=== What is being asked ===
Provide the data again in its entirety, exactly as given.

=== Materials provided ===
+++

PR #9502, opened 2023-11-19
CD(): vue template

ShaMan123:
## Motivation

https://github.com/vuejs/core/issues/2370
https://github.com/vuejs/core/issues/3236

## Description

Add a vue template to make vue quick starting easier
Merge #9490 first

PR #9615, opened 2024-01-21
CD(): expose vue deployed app

ShaMan123:
## Description

When I created the vue app #9502  I forgot to update some config files so I updated them and the README


ShaMan123 (commented):
It works, see the codesandbox comment

asturur (approved):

+++

=== Solved exercise ===
PR #9502, opened 2023-11-19
CD(): vue template

ShaMan123:
## Motivation

https://github.com/vuejs/core/issues/2370
https://github.com/vuejs/core/issues/3236

## Description

Add a vue template to make vue quick starting easier
Merge #9490 first

PR #9615, opened 2024-01-21
CD(): expose vue deployed app

ShaMan123:
## Description

When I created the vue app #9502  I forgot to update some config files so I updated them and the README


ShaMan123 (commented):
It works, see the codesandbox comment

asturur (approved):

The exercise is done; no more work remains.